An international study to resolve a decade of debate over the best timing for administering an anti-clotting drug for certain heart patients has come up with an answer: It doesn't matter.
Patients with coronary artery disease who are at high risk for complications after a heart attack often need procedures to check their arteries for blockages. During those procedures, physicians use an anti-clotting agent called eptifibatide (marketed as Integrilin) to prevent potentially life-threatening complications. But practice guidelines are not clear on when the drug should be used. Is it better to administer eptifibatide in the emergency room, when patients come in with chest pain and are first diagnosed with acute coronary disease? Or is it better to give it later, if needed, during procedures to open blocked arteries?
According to findings from The Early Glycoprotein IIb/IIIa Inhibition in Non-ST-Segment Elevation Acute Coronary Syndrome (EARLY-ACS) trial, the answer is - it's a draw. The timing of the drug doesn't appear to make much difference at all.
The findings were released today at the American College of Cardiology's 58th Annual Scientific Session and simultaneously published online in the New England Journal of Medicine .

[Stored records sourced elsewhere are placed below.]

PR #1141, opened 2026-07-16
fix(mcp): reject misleading ADR sections writes

### LINKED ISSUE #1140: manage_adr sections argument silently permits whole-document replacement
## Problem

The manage_adr tool schema advertises a sections array beside mode=update, but the handler never reads that argument. An update request that supplies sections still calls the whole-document store primitive and replaces the complete ADR.

A caller can therefore believe it is updating selected sections while silently deleting every omitted decision.

## Reproduction

1. Store an ADR containing two or more sections.
2. Call manage_adr with mode=update, a sections array naming one section, and content containing only that section.
3. Call manage_adr with mode=get.
4. Observe that the returned ADR contains only the replacement content; all omitted sections are gone.

## Expected behavior

Until an append or section-scoped CAS API exists, the tool must fail closed:

- do not advertise sections as a write argument
- explicitly reject legacy requests that still provide sections before opening or writing the store
- document and label mode=update as whole-document replacement

## Scope

This issue is limited to closing the misleading write-contract footgun. It does not add append, CAS, or Markdown-authoritative storage.

Related durability and architecture work: #516 and #507.

M-Marbouh:
## Summary

- remove the dead sections input from the manage_adr schema
- explicitly reject legacy requests that still pass sections before opening a store
- label successful update responses as whole-document replacement
- add a regression proving rejected legacy requests leave the ADR byte-identical

## Why

The schema advertised sections as an update argument, but the handler never consumed it. A caller could therefore believe it was performing a scoped update while replacing the complete ADR document.

Closes #1140.

Related context only: #516 and #507.

## Verification

- ASan/UBSan focused MCP suite: 166 passed
- production code compiled with warnings as errors as part of the test-runner build
- git diff --check clean

LeakSanitizer was disabled for the focused run because it is incompatible with the sandbox ptrace wrapper; AddressSanitizer and UndefinedBehaviorSanitizer remained enabled.

### DIFF
--- a/src/mcp/mcp.c
+++ b/src/mcp/mcp.c
@@ -643,8 +643,9 @@ static const tool_def_t TOOLS[] = {
     {"manage_adr", "Manage ADR", "Create or update Architecture Decision Records",
      "{\"type\":\"object\",\"properties\":{\"project\":{\"type\":\"string\"},\"mode\":{\"type\":"
      "\"string\",\"enum\":[\"get\",\"update\",\"sections\"],\"description\":\"update replaces "
-     "the entire ADR document; sections only lists existing headings\"},\"content\":{\"type\":\"string\","
-     "\"description\":\"Complete replacement document required by update\"}},\"additionalProperties\":false,"
+     "the entire ADR document; sections only lists existing "
+     "headings\"},\"content\":{\"type\":\"string\",\"description\":\"Complete replacement document "
+     "required by update\"}},\"additionalProperties\":false,"
      "\"required\":[\"project\"]}"},
 
     {"ingest_traces", "Ingest traces", "Ingest runtime traces to enhance the knowledge graph",
@@ -10167,8 +10168,8 @@ static char *handle_manage_adr(cbm_mcp_server_t *srv, const char *args) {
     yyjson_doc *args_doc = yyjson_read(args, strlen(args), 0);
     if (args_doc) {
         yyjson_val *args_root = yyjson_doc_get_root(args_doc);
-        has_sections_arg = args_root && yyjson_is_obj(args_root) &&
-                           yyjson_obj_get(args_root, "sections") != NULL;
+        has_sections_arg =
+            args_root && yyjson_is_obj(args_root) && yyjson_obj_get(args_root, "sections") != NULL;
         yyjson_doc_free(args_doc);
     }
     if (has_sections_arg) {
--- a/src/mcp/mcp.c
+++ b/src/mcp/mcp.c
@@ -642,9 +642,10 @@ static const tool_def_t TOOLS[] = {
 
     {"manage_adr", "Manage ADR", "Create or update Architecture Decision Records",
      "{\"type\":\"object\",\"properties\":{\"project\":{\"type\":\"string\"},\"mode\":{\"type\":"
-     "\"string\",\"enum\":[\"get\",\"update\",\"sections\"]},\"content\":{\"type\":\"string\"},"
-     "\"sections\":{\"type\":\"array\",\"items\":{\"type\":\"string\"}}},\"required\":[\"project\"]"
-     "}"},
+     "\"string\",\"enum\":[\"get\",\"update\",\"sections\"],\"description\":\"update replaces "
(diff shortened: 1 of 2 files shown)


DeusData:
Thanks for pairing the report with a focused fail-closed regression. I’ve classified this as a high-priority 0.9.1-rc bug. Exact-head review will verify that stale `sections` requests are rejected before store access, the schema no longer advertises scoped writes, and existing whole-document callers retain an explicit, unambiguous contract.

DeusData:
Thanks for this, and sorry for the delay in acknowledging it. Queued for review.

Currently CONFLICTING against `main` — CI is green across all 20 checks, so a rebase is the only mechanical thing standing in the way. Worth doing before I read it so I am reviewing the intended diff.

Rejecting misleading ADR section writes is a correctness-of-contract fix rather than a feature, which is the kind I like receiving.

M-Marbouh:
No worries. Thanks for the clear review criteria.

I’ve rebased the PR onto current main, and it’s conflict-free now. The resolution keeps the newer manage_adr lifecycle intact while ensuring legacy sections requests are rejected before mutation coordination or store access. I also tightened the regression to confirm the existing ADR remains byte-identical and that the mutation guard is never entered.

Local verification passed with 179 MCP tests and 2 platform-only skips. I also removed the guard temporarily as a negative control, and the new regression failed as expected, so the test is proven to catch the old behavior.

One heads-up, GitHub cancelled two CI attempts across all active runners with a “runner received a shutdown signal” message. The checks that finished beforehand were green, but I don’t have permission to rerun the upstream workflow from the fork. When convenient, could you please rerun the cancelled checks?

The diff remains limited to the original contract fix and its regression, nothing else was bundled in.

DeusData:
Merged — and this was a genuinely good catch on a data-destroying footgun.

**I verified the premise end to end on current `main` rather than taking the description's word for it**, because the claim is serious:

- The `manage_adr` input schema advertises `sections` as a property (`src/mcp/mcp.c:653-654`).
- `handle_manage_adr` never reads it — it extracts only `project`, `mode` and `content`. A full-file search confirms the only other uses of `sections` are the read-only heading lister and its `mode="sections"` call site.
- And `mode=update` is an unconditional **whole-document replacement** (`mcp.c:10479-10481`).

So `mode=update, sections=["PURPOSE"], content="## PURPOSE…"` returned `status:"updated"` while **silently deleting every other section** of the user's ADR. A success status on a destructive no-op is about the worst shape a tool contract can have, and the dead property has been there since the original C pipeline commit without ever being consumed.

**The fix is textbook fail-closed.** Rejecting *before* `mcp_project_mutation_begin` and before any store is opened means there is no guard to imbalance, no leak on the early return, and zero interaction with a concurrent reindex. I checked each of those: `project`, `mode_str` and `content` are all freed on the early path, `args_doc` is freed on both branches, and malformed argument JSON falls through to the previous behaviour rather than erroring — consistent with the other argument helpers.

**Your test is properly binding, in two independent ways.** On unpatched main it fails both on the status assertion *and* on the byte-identical-ADR assertion, and the mutation-guard probe pins begin/end at 0/0. I also confirmed you are not overcorrecting: the existing round-trip and guard-balance tests still cover honest, sections-free updates, and they are green.

**And the scoping call was right.** Deliberately deferring append and compare-and-set to the existing issues, and keeping this PR to just closing the contract footgun, made the diff atomic and the review fast. That is worth saying because the temptation in this area is always to fix everything at once.

Three small notes, none of which held up the merge:

- The rejection fires on *any* mode carrying a `sections` key, including `get` and `sections` where nothing destructive would have happened. Fail-closed and defensible, and the error explains itself — just slightly broader than the destructive case, and the message reads a little update-centric for a read.
- `invalid_arguments` is a new status string with no exact precedent in the existing vocabulary. Stylistically consistent, and now part of it.
- `additionalProperties:false` is advertised while only `sections` is actually enforced server-side. Harmless, and precedented by `ingest_traces`.

For the record: the red checks this PR carried earlier were **cancellation noise, not your code**. A plain re-run went green with nothing changed.

Thank you — this is exactly the kind of contract bug that is invisible until it eats someone's ADR.

PR #1148, opened 2026-07-17
fix(mcp): preserve coverage scope labels

aaiyer:
## What does this PR do?

`check_index_coverage` stored each normalized scope with yyjson's non-copying
string API even though the source was a loop-local buffer. With multiple
scopes, later iterations could overwrite earlier labels; AddressSanitizer also
reported a stack-use-after-scope when the response was serialized.

Use `yyjson_mut_obj_add_strcpy` so the mutable document owns each scope label.
Add a regression that requests three distinct, equal-length scopes and asserts
that every returned label and its order are preserved.

This PR is intentionally limited to one issue and two files:

- `src/mcp/mcp.c`
- `tests/test_mcp.c`

It does not change coverage semantics, tool inputs, schemas, pagination, or
status handling.

### Verification

- Reproduce-first: the focused MCP sanitizer suite aborted before the fix with
  `stack-use-after-scope` in `handle_check_index_coverage` during yyjson
  serialization.
- `make -j4 -f Makefile.cbm test-focused TEST_SUITES=mcp`: 166/166 passed.
- `scripts/lint.sh --ci` with CI's clang-format 20.1.8 and cppcheck 2.20.0:
  passed.
- `make -j"$(nproc)" -f Makefile.cbm security`: all seven security layers
  passed, including MCP robustness 23/23.
- Focused review: 0 High, 0 Medium, 0 Low findings.

The broad `scripts/test.sh` run reached the end with all test cases reporting
`PASS`, then LeakSanitizer exited nonzero for a 4,976-byte allocation originating
from the unchanged `cli_install_plan_receipt_no_mutation_issue388` test path
(`tests/test_cli.c:2398` / `src/cli/cli.c:7539`). This PR does not touch that
path; it is being kept out of this one-issue change and investigated separately.

## Checklist

- [ ] Tests pass locally (`make -f Makefile.cbm test`) — all cases passed, but
      the separate unchanged CLI LeakSanitizer finding above made the process
      exit nonzero

### DIFF
--- a/src/mcp/mcp.c
+++ b/src/mcp/mcp.c
@@ -3511,7 +3511,7 @@ static char *handle_check_index_coverage(cbm_mcp_server_t *srv, const char *args
                 yyjson_mut_arr_add_val(scope_results, item);
                 continue;
             }
-            yyjson_mut_obj_add_str(doc, item, "scope", scope[0] ? scope : ".");
+            yyjson_mut_obj_add_strcpy(doc, item, "scope", scope[0] ? scope : ".");
             cbm_coverage_row_t *rows = NULL;
             int row_count = 0;
             int cov_rc = cbm_store_coverage_get_scope(store, project, scope, &rows, &row_count);
--- a/tests/test_mcp.c
+++ b/tests/test_mcp.c
@@ -1458,6 +1458,40 @@ TEST(tool_check_index_coverage_reports_paths_scopes_and_ranges) {
     PASS();
 }
 
+TEST(tool_check_index_coverage_preserves_multiple_scope_labels) {
+    char tmp[256];
+    cbm_mcp_server_t *srv = setup_snippet_server(tmp, sizeof(tmp));
+    ASSERT_NOT_NULL(srv);
+
+    char *coverage = cbm_mcp_handle_tool(srv, "check_index_coverage",
+                                         "{\"project\":\"test-project\","
+                                         "\"scopes\":[\"alpha/one\",\"bravo/two\",\"charl/tri\"]}");
+    ASSERT_NOT_NULL(coverage);
+    char *inner = extract_text_content(coverage);
+    ASSERT_NOT_NULL(inner);
+    yyjson_doc *doc = yyjson_read(inner, strlen(inner), 0);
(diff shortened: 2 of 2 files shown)


DeusData:
Thanks for isolating the yyjson ownership defect and retaining a multi-scope sanitizer regression. Because this is a stack-use-after-scope in an MCP response path, I’ve classified it as a high-priority 0.9.1-rc memory-safety fix. Review will stay focused on the copying API, response lifetime, and whether equivalent loop-local yyjson strings exist in adjacent coverage output.

DeusData:
Thanks for this, and apologies for the slow first response. Queued for review.

Mechanically clean: MERGEABLE against `main` with all 20 checks green, and a tight +36/-1 across two files. Nothing for you to do — it is waiting on my read, not on you.

Label precision on coverage scope is something this project cares about specifically, so a fix in that area is welcome.

DeusData:
Merged — and this one deserved to land much faster than it did. Thank you.

You found a live correctness bug in a tool we ship and our own agents call. In `handle_check_index_coverage` the `scope` buffer is declared *inside* the `yyjson_arr_foreach` body, and it was being handed to `yyjson_mut_obj_add_str`, which stores the pointer rather than copying it. By the time the document was serialized, every scope entry pointed at the same dead — and reused — stack slot. So multi-scope responses reported the **last** scope's label for every entry, on top of being stack-use-after-scope undefined behaviour.

What makes the fix right rather than merely plausible:

- `add_strcpy` is the established pattern in this very function — `requested_scope` eleven lines above already uses it. You matched the local convention instead of inventing a new one.
- The test is cleverly constructed: three *equal-length* scope names, so the buffer reuse produces a deterministically wrong label rather than something that might accidentally look correct. And it fails under ASan regardless, because the use-after-scope is real. That is a test that proves the bug, not one that merely accompanies the fix.

We also swept the rest of the function while reviewing — every other `add_str` in that loop passes a string literal, so there is no second instance of this hiding nearby.

This is the same class as a pointer-vs-copy bug we have been chasing elsewhere in the MCP layer, and having it independently caught and fixed here is genuinely useful. Thanks.

PR #1149, opened 2026-07-17
test(cli): isolate install plan receipt fixture

aaiyer:
## What does this PR do?

Fixes the cli_install_plan_receipt_no_mutation_issue388 test harness so it cannot inherit a developer or CI runner CODEX_HOME while using a temporary HOME fixture.

The observed 4,976-byte LeakSanitizer report was a harness-cleanup symptom, not a production allocation defect:

- With inherited CODEX_HOME, production correctly resolved the Codex path outside the temporary fixture.
- The receipt assertion then failed before free(json).
- The same pre-fix sanitizer binary passed all 222 CLI tests when run with CODEX_HOME unset.

The fixture now saves, unsets, and restores CODEX_HOME. It also records the receipt and no-mutation results, then frees the JSON, restores the environment, and removes the temporary directory before reporting an assertion failure.

## Reproduce-first evidence

- RED: with inherited CODEX_HOME, ASan/UBSan CLI execution failed at the install-plan receipt assertion and LeakSanitizer reported 4,976 bytes allocated through yyjson in cbm_build_install_plan_json.
- CONTROL: the same pre-fix binary with CODEX_HOME unset passed 222/222 CLI tests without a leak.
- GREEN: the patched focused CLI ASan/UBSan suite passes 222/222 under the inherited CODEX_HOME environment, without a sanitizer report.

## Checks

- [x] One signed-off commit; scripts/check-dco.sh upstream/main..HEAD passes
- [x] Focused CLI ASan/UBSan suite: 222/222
- [x] scripts/lint.sh --ci
- [x] make -f Makefile.cbm security
- [x] scripts/check-no-test-skips.sh
- [x] clang-format 20.1.8 dry-run
- [x] git diff --check
- [x] Independent focused review: 0 High / 0 Medium / 0 Low
- [ ] Full local scripts/test.sh: started but stopped after the relevant CLI phase while unrelated deep/matrix suites continued pathologically long; it did not reach a final summary. GitHub CI is authoritative for the exhaustive suite.

## Scope

Only tests/test_cli.c changes. Production behavior is unchanged.

### DIFF
--- a/tests/test_cli.c
+++ b/tests/test_cli.c
@@ -2388,6 +2388,11 @@ TEST(cli_install_plan_receipt_no_mutation_issue388) {
     if (!cbm_mkdtemp(tmpdir))
         FAIL("cbm_mkdtemp failed");
 
+    /* Production correctly honors CODEX_HOME, but this fixture must not inherit
+     * the developer or CI runner's real Codex home. */
+    char *saved_codex_home = save_test_env("CODEX_HOME");
+    cbm_unsetenv("CODEX_HOME");
+
     /* Make Cursor + Codex "detected". */
     char dir[512];
     snprintf(dir, sizeof(dir), "%s/.cursor", tmpdir);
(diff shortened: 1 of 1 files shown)


DeusData:
Thanks for separating the fixture cleanup symptom from production behavior. This is classified as a normal-priority 0.9.1-rc test-reliability fix. We will review it alongside #1150 because both touch the same CODEX_HOME fallback fixture; the combined result must preserve environment restoration and cleanup on every assertion path without masking production path precedence.

DeusData:

Mechanically clean — MERGEABLE, checks green, +16/-9 in a single file. Nothing needed from you; it is waiting on review time rather than on any blocker.

Fixture isolation is unglamorous and pays for itself the first time it prevents a flaky CI run.

DeusData:
Thank you — reviewed, and the analysis behind this is correct on both counts.

The `CODEX_HOME` save/unset/restore is right, and your reading of the 4,976-byte "leak" is right too: it was an assertion aborting before the frees, not a production leak. Diagnosing that correctly rather than papering over it with a suppression is the harder and more useful thing to have done.

The second half — restructuring so cleanup happens *before* `FAIL` (free the JSON, restore the env, remove the temp dir, then fail) — is genuinely valuable and is **not** present in any other PR. An assertion failure previously left both a leak and a stray `/tmp` directory behind, which makes a red test harder to debug than it needs to be.

**The coordination problem, and what we would like to do about it.** This PR and your #1150 touch the same lines, and they conflict textually. #1150 is the superset for isolation: it puts a global `CODEX_HOME` sentinel in `test_main.c`, adds a regression test, and unsets per-test in both `detect_agents` and issue388. Landing #1149 on its own would fix the isolation for one fixture while the rest of the suite kept reading a developer's real `CODEX_HOME`.

So the sequence we would like, if you agree:

1. **#1150 first** — it needs a rebase on current `main` (it is conflicting; the tree moved tonight). We have asked over there.
2. **Then this PR, rebased down to just the cleanup-before-FAIL restructure.** The env-isolation hunks here become redundant once #1150 is in, but the cleanup ordering is still worth having on its own.

If you would rather collapse the whole thing — fold the cleanup restructure into #1150 and close this one — that is equally fine and saves you a round trip. Entirely your preference; you keep the credit either way.

One small, non-blocking observation while we were in there: folding the checks into a single bool loses which `strstr` actually failed, so a future failure reports less than it could. Worth keeping them separate if it costs nothing.

Thanks for the care on test hygiene — it is unglamorous work and it is exactly what keeps CI from becoming a lottery.

DeusData:
Carried forward with credit — **#1775**, commit `f3b356af`, `Co-authored-by: Anand Aiyer <anand@aiyer.com>`.

The reason I have not simply asked you to rebase is that **the plan I gave you no longer exists**. My last comment set out a sequence: land #1150 first, then rebase this down to just the cleanup restructure. #1150 was subsequently **closed unmerged**. So you have been sitting on advice whose precondition evaporated, with no way to know that from this thread. That is on me.

**What survived and what did not.** The `CODEX_HOME` isolation you added is now redundant, but not because your reading was wrong — main grew a global sentinel (`tf_client_home_overrides[]` in `tests/test_main.c`) that unsets `CODEX_HOME` along with every other client home at suite setup. Your diagnosis was right; the fix arrived from a different direction.

**The cleanup-before-`FAIL` restructure is entirely yours and it has landed.** That half was never redundant. The test asserted inline, so any failure returned before `free(json)` and `test_rmdir_r(tmpdir)`, meaning every red run leaked the receipt and left a stray `/tmp/cli-plan-*` behind. A failing test that also litters is strictly harder to debug than one that doesn't, and you were the one who noticed.

I took your other diagnosis seriously too: reading the 4,976-byte "leak" as an assertion aborting before the frees, rather than a production leak, is the harder call and the correct one. Papering over that with a suppression would have hidden a real reporting defect.

One change on top of your version, from the non-blocking note I left last time: instead of folding the marker checks into a single boolean, the loop records **which** marker was missing, so a failure says `install plan receipt is missing next_safe_command` rather than reporting that something was absent. Same cleanup guarantee, without losing the diagnostic.

Verified at `build/c/test-runner cli` — 281 passed, 0 failed.

Closing this in favour of #1775. Both of your PRs were correct and both waited far too long; thank you for the care on test hygiene, and I hope the delay does not put you off.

"This study answers a question we have debated for nearly ten years," says L. Kristin Newby, M.D., a member of the Duke Heart Center and senior author of the study. "World-wide, there is quite a bit of variability in how eptifibatide is used. Interpretation of current guidelines differs by region, and one could successfully argue that the guidelines support both approaches. We thought it was important to clarify if one strategy were better than the other."
Eptifibatide blocks a key platelet receptor that triggers a clotting reaction whenever there is injury to the body. Patients with non-ST-segment elevation acute coronary syndromes often have problematic plaque build-up that results in chest pain and increased susceptibility to platelet-driven events that could block blood flow to the heart.
Newby and colleague Robert Giugliano, M.D., Senior Investigator, TIMI Study Group, Brigham and Women's Hospital, Harvard Medical School and lead author on the paper, led a team of investigators to determine if early use of eptifibatide among high-risk patients with coronary artery disease was superior to later use of the drug. Enrollment in the double-blinded, placebo-controlled trial began in 2004. By 2008, the study had enlisted 9,492 patients at 440 sites in 29 countries.